基金Project supported by the National Natural Science Foundation of China(Nos.61175012 and 61201422)the Natural Science Foundation of Gansu Province of China(No.1208RJ-ZA265)+1 种基金the Specialized Research Fund for the Doctoral Program of Higher Education of China(No.2011021111-0026)the Fundamental Research Funds for the Central Universities of China(Nos.lzujbky-2015-108 and lzujbky-2015-197)

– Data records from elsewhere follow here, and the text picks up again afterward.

PR #6061, opened 2024-12-29
handle 410 error code for now gone elements

### LINKED ISSUE #6060: Error when uploading for deleted element
**How to Reproduce**
1. download data for an area
2. delete an element in that area using a different editor and save changes to OSM
3. delete the same element in SC (probably could also edit tags)
4. see "Upload error" dialog, with the error being
`de.westnordost.streetcomplete.data.ApiClientException: Client request(POST https://api.openstreetmap.org/api/0.6/changeset/xxx/upload) invalid: 410 Gone. Text: "The node with the id yyy has already been deleted"`

**Expected Behavior**
The error should be treated like other modifications of that element (throw a `ConflictException`, which will be handled by discarding the edit)

**Versions affected**
SC 60.0 (F-Droid)

matkoniecz:
fixes #6060

note: if wiki documentation is to be believed, HttpStatusCode.NotFound should never ever be triggered by SC

should we handle it this way?

Note: this code is untested

### DIFF
--- a/app/src/main/java/de/westnordost/streetcomplete/data/osm/mapdata/MapDataApiClient.kt
+++ b/app/src/main/java/de/westnordost/streetcomplete/data/osm/mapdata/MapDataApiClient.kt
@@ -64,7 +64,9 @@ class MapDataApiClient(
                 HttpStatusCode.Conflict,
                 // an element referred to by another element does not exist (anymore) or was redacted
                 HttpStatusCode.PreconditionFailed,
-                // some elements do not exist (anymore)
+                // some elements do not exist anymore as it was deleted
+                HttpStatusCode.Gone,
+                // some elements do not exist and never existed
                 HttpStatusCode.NotFound -> {
                     throw ConflictException(e.message, e)
                 }


matkoniecz:
@Helium314 if you would be interested in testing/review...

kmpoppe:
Also gonna try testing that later. Wonder if I can make the dev version attach to the testing servers 🤔

matkoniecz:
api url is defined somewhere

from quick grepping I found

`app/src/main/java/de/westnordost/streetcomplete/data/OsmApiModule.kt:private const val OSM_API_URL = "https://api.openstreetmap.org/api/0.6/"`

which would need to be modified

kmpoppe:
Yep, that's it, thanks 👍

kmpoppe:
Well, no DEV API, because the OAuth2 Authorization didn't work (Client not registered), but anyway...

https://www.openstreetmap.org/node/311705840 was loaded in SC (does this still exist?), then removed on osm.org, and then the quest was answered.

SC successfully created [CS 160764906](https://osm.org/changeset/160764906), but didn't upload any changes into the CS and did NOT close it. Also it quietly ate the change and the exception, but put this friendly message in the log:

```
2024-12-29T19:16:39.584: I [ChangesetManager] Created changeset #160764906
2024-12-29T19:16:40.258: D [ElementEditsUploader] Dropped a UpdateElementTagsAction: Element deleted
```

Is this the expected behaviour when GONE was caught?

matkoniecz:
> Is this the expected behaviour when GONE was caught?

yes, in cases of unrecoverable edit conflicts SC throws away edit

this should happen very rarely and recovering from that would require very elaborate interface and investigation not doable by newbies

> SC successfully created [CS 160764906](https://osm.org/changeset/160764906), but didn't upload any changes into the CS and did NOT close it.

this is also expected, to upload edit (and discover potential edit conflicts) CS needs to be created
and it is now ready for potential further edits

> Well, no DEV API, because the OAuth2 Authorization didn't work (Client not registered), but anyway...

I guess you also need to register oauth client

kmpoppe:
> yes, in cases of unrecoverable edit conflicts SC throws away edit
[...]
> this is also expected, to upload edit (and discover potential edit conflicts) CS needs to be created and it is now ready for potential further edits

Then I guess the that PR works as intended and could be marked RFR.
 
> I guess you also need to register oauth client

`OAUTH2_CLIENT_ID` is a static value in UserModule.kt and must have been registered by @westnordost - registering the Application in the DEV environment would probably yield a different client id. So, maybe we need a whole different "api dev mode" to be worked into the sources, but that's a whole new can of worms :)

westnordost:
Ah, you tested the case and in that case, SC throws away the 'delete' edit silently?

kmpoppe:
> Ah, you tested the case and in that case, SC throws away the 'delete' edit silently?

Yep, the "change counter" shortly added 1 and then reverted back to the original value (3187) and did not throw any message. I would have expected a message box telling me the information that was put into the log, but I don't know if there's an option to show/hide that messages in the app options?

westnordost:
That's fine then, thanks for testing!

matkoniecz:
> OAUTH2_CLIENT_ID is a static value in UserModule.kt and must have been registered by @westnordost - registering the Application in the DEV environment would probably yield a different client id. So, maybe we need a whole different "api dev mode" to be worked into the sources, but that's a whole new can of worms :)

I meant that someone may register new editing app at dev server specifically by themselves and change oauth fields

I guess there could be also an official setup for dev server

kmpoppe:
> I meant that someone may register new editing app at dev server specifically by themselves and change oauth fields

Yeah, classic brain f**t ... Created an app in my dev settings, used the correct redirect url and got it to work ... Thanks for the nudge ;-)

PR #6066, opened 2024-12-31
update KEYS_THAT_SHOULD_BE_REMOVED_WHEN_PLACE_IS_REPLACED

mnalis:
with some new keys from https://github.com/mnalis/StreetComplete-taginfo-categorize update


kmpoppe (changes requested):
https://github.com/mnalis/StreetComplete-taginfo-categorize/issues/30#issuecomment-2566140900

PR #6069, opened 2024-12-31
Allow developers to use Test-API

kmpoppe:
When developing SC where multiple changes to objects might be neccessary, it might be helpful to not do this sort of updates to an object in the Live Database but rather the Development/Testing one.

This PR creates a boolean application variable which will switch the API the software is working against.

`OAUTH2_CLIENT_ID` is an application registered to my dev-user, this could be changed to anything in @westnordost 's domain.

### DIFF
--- a/app/src/main/java/de/westnordost/streetcomplete/ApplicationConstants.kt
+++ b/app/src/main/java/de/westnordost/streetcomplete/ApplicationConstants.kt
@@ -84,6 +84,9 @@ object ApplicationConstants {
     During development it might be better to work against the Test-API, rather than the
     Live-API. Developers are reminded that they need a separate login for the Test-API and
     can register/logon via https://master.apis.dev.openstreetmap.org/
+    Note that test actions not applied to the database do not require test API (test edits that are reverted
+    locally before an upload etc) and that test API has a separate database that is mostly empty
+    (test data needs to be created there).
      */
     const val USE_TEST_API = false
 }
--- a/app/src/main/java/de/westnordost/streetcomplete/ApplicationConstants.kt
+++ b/app/src/main/java/de/westnordost/streetcomplete/ApplicationConstants.kt
@@ -79,4 +79,11 @@ object ApplicationConstants {
            locally for performance reasons */
         SplitWayAction::class
     )
+
+    /*
+    During development it might be better to work against the Test-API, rather than the
+    Live-API. Developers are reminded that they need a separate login for the Test-API and
+    can register/logon via https://master.apis.dev.openstreetmap.org/
+     */
+    const val USE_TEST_API = false
 }
--- a/app/src/main/java/de/westnordost/streetcomplete/data/OsmApiModule.kt
+++ b/app/src/main/java/de/westnordost/streetcomplete/data/OsmApiModule.kt
@@ -16,13 +16,13 @@ import org.koin.androidx.workmanager.dsl.worker
 import org.koin.core.qualifier.named
 import org.koin.dsl.module
 
-private var OSM_API_URL = "https://api.openstreetmap.org/api/0.6/"
+private const val OSM_API_URL_LIVE = "https://api.openstreetmap.org/api/0.6/"
+private const val OSM_API_URL_TEST = "https://master.apis.dev.openstreetmap.org/api/0.6/"
+
+val OSM_API_URL =
+    if (USE_TEST_API) OSM_API_URL_TEST else OSM_API_URL_LIVE
 
 val osmApiModule = module {
-
-    if (USE_TEST_API) {
-        OSM_API_URL = "https://master.apis.dev.openstreetmap.org/api/0.6/"
-    }
 
     factory { Cleaner(get(), get(), get(), get(), get(), get()) }
     factory { CacheTrimmer(get(), get()) }
--- a/app/src/main/java/de/westnordost/streetcomplete/data/OsmApiModule.kt
+++ b/app/src/main/java/de/westnordost/streetcomplete/data/OsmApiModule.kt
@@ -1,5 +1,6 @@
 package de.westnordost.streetcomplete.data
 
+import de.westnordost.streetcomplete.ApplicationConstants.USE_TEST_API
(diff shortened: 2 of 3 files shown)


app/src/main/java/de/westnordost/streetcomplete/data/OsmApiModule.kt
westnordost, line 1: better have two constants and decide on which URL to use based on USE_TEST_API in the `module` function

app/src/main/java/de/westnordost/streetcomplete/data/user/UserModule.kt
westnordost, line 1: I'd very much prefer if those stayed constants. Like suggested solution above: private const string values, then the public values `val X = if (test api) test_api_endpoint else dev_api_endpoint`

westnordost (changes requested):

mnalis:
I'd much prefer if there was on option under `Settings` / `Debug` when doing debug build -- e.g. just like there is currently `Show quest form` (only available under debug builds), then also add a (non-persistent) boolean tooggle there `Use dev OSM servers` which chooses between them.

---

Because, if one has to change the code and recompile to reach that functionality, then we might as well just add commented-out-by-default extra values below, e.g.:

```
const val OAUTH2_TOKEN_URL = "https://www.openstreetmap.org/oauth2/token"
const val OAUTH2_AUTHORIZATION_URL = "https://www.openstreetmap.org/oauth2/authorize"
const val OAUTH2_CLIENT_ID = "Yyk4PmTopczrr3BWZYvLK_M-KBloCQwXgPGEzqUYTc8"

// for dev API use those instead:
// const val OAUTH2_TOKEN_URL = "https://master.apis.dev.openstreetmap.org/oauth2/token"
// const val OAUTH2_AUTHORIZATION_URL = "https://master.apis.dev.openstreetmap.org/oauth2/authorize"
// const val OAUTH2_CLIENT_ID = "ObZ7yPf4lfs4XJ3NWysI3ukJMN0SHey1oPnNQnLmvw8"
```

westnordost:
@mnalis Using the test api barely makes sense for StreetComplete, only in very specific cases, because the test api is not populated with actual data. But StreetComplete needs some actual data to work with. So, to me it is fine to make it a bit easier to test with the test API, but this is not a common use case, not even for developers of the app.

mnalis:
> but this is not a common use case, not even for developers of the app.

Well, I've needed it quite a few times (I resorted in just adding fake data in regular API and later reverting it :shrug:, as alternatives were too much work). I think it it would not be hard to add the extra toggle for that here:

https://github.com/streetcomplete/StreetComplete/blob/df50579c307bbe08b186495fd24add96cff0d97c/app/src/main/java/de/westnordost/streetcomplete/screens/settings/SettingsScreen.kt#L175-L181

>  Having a setting for that in the debug app might create wrong expectations.

Like what? I mean, not that many people are building developer debug versions I guess, and most of them I would think are aware of what OSM dev API is / why they'd want to use it (instead of them doing debug build and then going willy-nilly enabling random debug options they have no idea what they do and then complaining that it their map doesn't look like they want).

---

I fully understand if @kmpoppe prefers not to do it because it is too much work (and I agree that existing state of PR is improvement compared to current master), but if they (or someone else)  are fine with doing that work, I  think that having it as a Debug build  would be much **more useful and would result in less fake data landing in regular in main OSM database**

kmpoppe:
I'll take a look into both of your comments, there's a new year's party happening right now ;-)

mnalis:
On Tue, Dec 31, 2024 at 11:55:39AM -0800, Kai Michael Poppe wrote:
> I'll take a look into both of your comments, there's a new year's party happening right now ;-)

Happy new year everyone then :)

app/src/main/java/de/westnordost/streetcomplete/ApplicationConstants.kt
```diff
@@ -79,4 +79,11 @@ object ApplicationConstants {
            locally for performance reasons */
         SplitWayAction::class
     )
+
+    /*
+    During development it might be better to work against the Test-API, rather than the
+    Live-API. Developers are reminded that they need a separate login for the Test-API and
+    can register/logon via https://master.apis.dev.openstreetmap.org/
+     */
```
matkoniecz, line 87:
```suggestion
    Note that test actions not applied to the database do not require test API (test edits that are reverted
    locally before an upload etc) and that test API has a separate database that is mostly empty
    (test data needs to be created there).
     */
```

app/src/main/java/de/westnordost/streetcomplete/data/user/UserModule.kt
```diff
@@ -36,6 +37,12 @@ val OAUTH2_REQUIRED_SCOPES = listOf(
 
 val userModule = module {
 
+    if (USE_TEST_API) {
+        OAUTH2_TOKEN_URL = "https://master.apis.dev.openstreetmap.org/oauth2/token"
+        OAUTH2_AUTHORIZATION_URL = "https://master.apis.dev.openstreetmap.org/oauth2/authorize"
+        OAUTH2_CLIENT_ID = "ObZ7yPf4lfs4XJ3NWysI3ukJMN0SHey1oPnNQnLmvw8"
```
matkoniecz, line 43: @westnordost do you want own client_id for test API or is this fine?

kmpoppe:
@matkoniecz before merging, let me see if making an option available in the settings looks any good.

app/src/main/java/de/westnordost/streetcomplete/data/user/UserModule.kt
westnordost: fine for me to not own it.

westnordost (approved):
Looks good!

kmpoppe:
@westnordost thanks :)
@mnails Even though it would've been a nice idea to use the SettingsProvider, accessing prefs in the OsmApiModule and UserModule was a hassle and changing the setting on the fly only worked to a degree (The OAuth token didn't get reset even though I called userLoginController.logout), so I'll leave it for now. Maybe inspiration strikes at some time :)

PR #6074, opened 2025-01-02
update dependencies and android target version

westnordost:
most of the changes are because when targeting Android SDK level 35, all screens are edge-to-edge by default. so one needs to specify the insets manually.

It's quite complex to test this, as it may appear different for any combination of:
- portrait or landscape mode (navigation is on the left or right side, but only if it is button navigation)
- with display cutout (needs additional padding, can be located anywhere depending on display rotation)
- right-to-left layout (expected location of the display cutout within the layout differs)
- using gesture navigation vs using button-navigation (background of the navigation changes)
- dark mode or light mode (color of the status bar icons changes)

E.g. when rotated to landscape mode, the display cutout will be on the left (or right) side, so there also needs to be a padding there.

But I think I tested it all. All screens are affected.

The visible changes are:
- top bar has no background anymore (seems to be standard now in Android)
- nav bar uses the default color now (background color almost-opaque when using navigation buttons, otherwise transparent)
- main screen regards necessary padding for the display cutout (😕 which may look odd, sometimes, but we don't want that a button is below the display cutout)
- you see some content below the navigation bar on scrollable screens (e.g. settings screen)
- all the other screens other than the main screen also add a padding for the display cutout

### DIFF
--- a/app/build.gradle.kts
+++ b/app/build.gradle.kts
@@ -107,7 +107,7 @@ repositories {
 }
 
 dependencies {
-    val mockitoVersion = "3.12.4"
+    val mockitoVersion = "5.14.2"
 
     coreLibraryDesugaring("com.android.tools:desugar_jdk_libs:2.1.4")
 
--- a/app/build.gradle.kts
+++ b/app/build.gradle.kts
@@ -24,7 +24,7 @@ android {
         }
     }
 
-    compileSdk = 34
+    compileSdk = 35
     testOptions {
         unitTests {
             isReturnDefaultValues = true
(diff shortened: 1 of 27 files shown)


app/build.gradle.kts
```diff
@@ -109,7 +109,7 @@ repositories {
 dependencies {
     val mockitoVersion = "3.12.4"
```
kmpoppe, line 110:
```suggestion
    val mockitoVersion = "5.14.2"
```

Update mockito to the newest version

文摘Recently, dictionary learning(DL) based methods have been introduced to compressed sensing magnetic resonance imaging(CS-MRI), which outperforms pre-defined analytic sparse priors. However, single-scale trained dictionary directly from image patches is incapable of representing image features from multi-scale, multi-directional perspective, which influences the reconstruction performance. In this paper, incorporating the superior multi-scale properties of uniform discrete curvelet transform(UDCT) with the data matching adaptability of trained dictionaries, we propose a flexible sparsity framework to allow sparser representation and prominent hierarchical essential features capture for magnetic resonance(MR) images. Multi-scale decomposition is implemented by using UDCT due to its prominent properties of lower redundancy ratio, hierarchical data structure, and ease of implementation. Each sub-dictionary of different sub-bands is trained independently to form the multi-scale dictionaries. Corresponding to this brand-new sparsity model, we modify the constraint splitting augmented Lagrangian shrinkage algorithm(C-SALSA) as patch-based C-SALSA(PB C-SALSA) to solve the constraint optimization problem of regularized image reconstruction. Experimental results demonstrate that the trained sub-dictionaries at different scales, enforcing sparsity at multiple scales, can then be efficiently used for MRI reconstruction to obtain satisfactory results with further reduced undersampling rate. Multi-scale UDCT dictionaries potentially outperform both single-scale trained dictionaries and multi-scale analytic transforms. Our proposed sparsity model achieves sparser representation for reconstructed data, which results in fast convergence of reconstruction exploiting PB C-SALSA. Simulation results demonstrate that the proposed method outperforms conventional CS-MRI methods in maintaining intrinsic properties, eliminating aliasing, reducing unexpected artifacts, and removing noise. It can achieve comparable performance of reconstruction with the state-of-the-art methods even under substantially high undersampling factors.